Here is a diff for a change that shaved off about a second on my computer:

 escape(_, _, Limit, It) when It >= Limit ->
     It;
 escape({Zr, Zi}, {Cr, Ci}, Limit, It) ->
+    Zn = {Zr * Zr - Zi * Zi + Cr, 2 * Zi * Zr + Ci}, % Z*Z + C
     case Zr * Zr + Zi * Zi < 2.0 of
         false ->
             It;
         true ->
-            Zn = {Zr * Zr - Zi * Zi + Cr, 2 * Zi * Zr + Ci}, % Z*Z + C
             escape(Zn, {Cr, Ci}, Limit, It + 1)
     end.

More optimisations are possible. I eliminated some of the intermediary lists and tuples, which shaved off an additional three seconds. It should be possible to eliminate all of intermediary lists. As your own benchmarks showed, spawning too many processes is not efficient. You could modify pmap/2 to find out the number of schedulers using erlang:system_info(schedulers) and only spawn that number of processes at once.

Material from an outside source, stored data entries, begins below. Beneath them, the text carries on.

PR #546, opened 2014-12-05
All types may be external if the flag is set StoredInExternalRecord.

ManuTroquet:
Any type can be an attachment with the flag StoredInExternalRecord.
The type NSTransformableAttributeType is managed.
The NSBinaryDataAttributeType type can be stored internally.
The save is in a CBL transaction.
For old, you just check the flag StoredInExternalRecord for NSBinaryDataAttributeType attribute to work as before.
According to my tests, the code can be up to 3 times faster.

### DIFF
--- a/Source/API/Extras/CBLIncrementalStore.m
+++ b/Source/API/Extras/CBLIncrementalStore.m
@@ -340,152 +340,164 @@ static NSString *CBLISResultTypeName(NSFetchRequestResultType resultType);
     return success;
 }
 
+- (void) saveRequest:(NSSet *)objects withContext:(NSManagedObjectContext *)context error:(NSError **)outError changedEntities:(NSMutableSet *)changedEntities
+{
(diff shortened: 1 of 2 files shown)


pasin:
@ManuTroquet , I have reviewed your PR with @snej and @zgramana and we are sorry that we will not accept the PR. The main reason is that :

The PR overrides the actual meaning of the isStoredInExternalRecord property, which is supposed to use for Mac Spotlight indexing and have no effect on the iOS platform. Using the property for something else would confuse other developers either Mac or iOS developers.

We already have a way to store data as an attachment by specifying the data type to binary. Of course when storing and retrieving would require data conversion. The same data conversion process happens in your PR as well.

Please feel free to let us know your specific use cases or requirements associated with your PR so that we could help optimizing or finding any other alternative solutions. Again, thanks a lot for the PR and help improving CBLIncrementalStore.

Issue #521, opened 2014-11-10
CBLModel: remove -initWithDocument: from the public API


snej:
-initWithDocument: is dangerous: it can be called with a nil document by accident, which leaves the instance in a confused state where it will later fail assertions, e.g. when you set properties on it. The documentation for -initWithDocument: tries to spell out how it's safe to use it, but doesn't really; it's just too confusing.

Subclassers do need a place they can initialize ivars in a new instance. I can add a new public method that's called during initialization, that they can override to do that.

nl:
After making those changes, I get an assertion fire whenever I try to set properties on a (new) document in awakeFromInitializer. https://gist.github.com/nl/67fc4cf3eee4511a1a92

pasin:
Reopen the issue. This is a bug. The internal document will get created when the database is set, which is after the awakeFromInitializer is called.

pasin:
@nl, I did fix the issue. Could you check it out?

tleyden:
> After trying both one and two init method implementation, I think I prefer adding the database param to the initWithDocument. It feels better and cleaner.

Do the api docs need to be updated?

snej:
> Do the api docs need to be updated?

Yeah; the release-note text I posted earlier describes what changed. The header-docs have been updated, but since we don't have versioned docs on our portal we can't update those until 1.1 is released.

Jamiltz:
Tried using the new changes with swift.
Ran into compiler errors because objective-c convenience constructors (class methods) are bridged to Swift as convenience initializers (see http://stackoverflow.com/questions/24295476/swift-can-not-use-nsimage-imagenamed?answertab=votes#tab-top).
So `+ (instancetype) initWithDocument:` is bridged to `init(document: Document)` as a swift convenience init.
When adding a custom initializer in swift models, the compiler enforces to call a designated initializer.
![screen shot 2015-03-01 at 22 01 51](https://cloud.githubusercontent.com/assets/2589337/6433143/b97d3e9e-c05e-11e4-9e31-aab695ac6acc.png)
It seems that we need to expose a designated init in the public API for compatibility with Swift initialization rules.

snej:
With the recent API change, you shouldn't have an initializer in a CBLModel subclass, and you shouldn't instantiate models by calling initializers. Instead, you should override `-awakeFromInitializer` to perform initialization tasks.

SteffeyDev:
[...]

PR #558, opened 2015-01-02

reymono · November 21, 2023, 3:10pm

Thanks Björn - good insight from that.

erlang:system_info(schedulers)

[35,115,99,104,101,100,117,108,101,114,115,58|8]

Seems I have 12 schedulers & 8 cores? Numbers 101 & 115 are duplicated…

I can see why storing the pixel values in a binary would make
it faster - in my benchmark above, doing a 5Mx5M Mandelbrot took 2x longer than a 5000x5000 - the list processing should mostly account for that.

bjorng · November 21, 2023, 3:31pm

It seems that you wrote the following expression:

1> "#schedulers:" ++ erlang:system_info(schedulers).
[35,115,99,104,101,100,117,108,101,114,115,58|8]

erlang:system_info(schedulers) returns the number of schedulers, not information about each scheduler. The number of schedulers is the 8 at the tail of the list (after |). You probably want to write like this:

2> "#schedulers:" ++ integer_to_list(erlang:system_info(schedulers)).
"#schedulers:8"

reymono · November 21, 2023, 3:44pm

Right

reymono · December 11, 2023, 1:14am

I have compared Erlang, Python and Rust on this task - calculate a 5000x5000 mandelbrot sequentially and using a pool of workers that take advantage multiple CPU cores - no other optimisations.

Erlang is about 7x faster than python on this task - better than I expected. Rust is 25x faster than python - and achieves slightly better speedup than the other two in parallel mode (3.3, 3.5 & 4.5 respectively).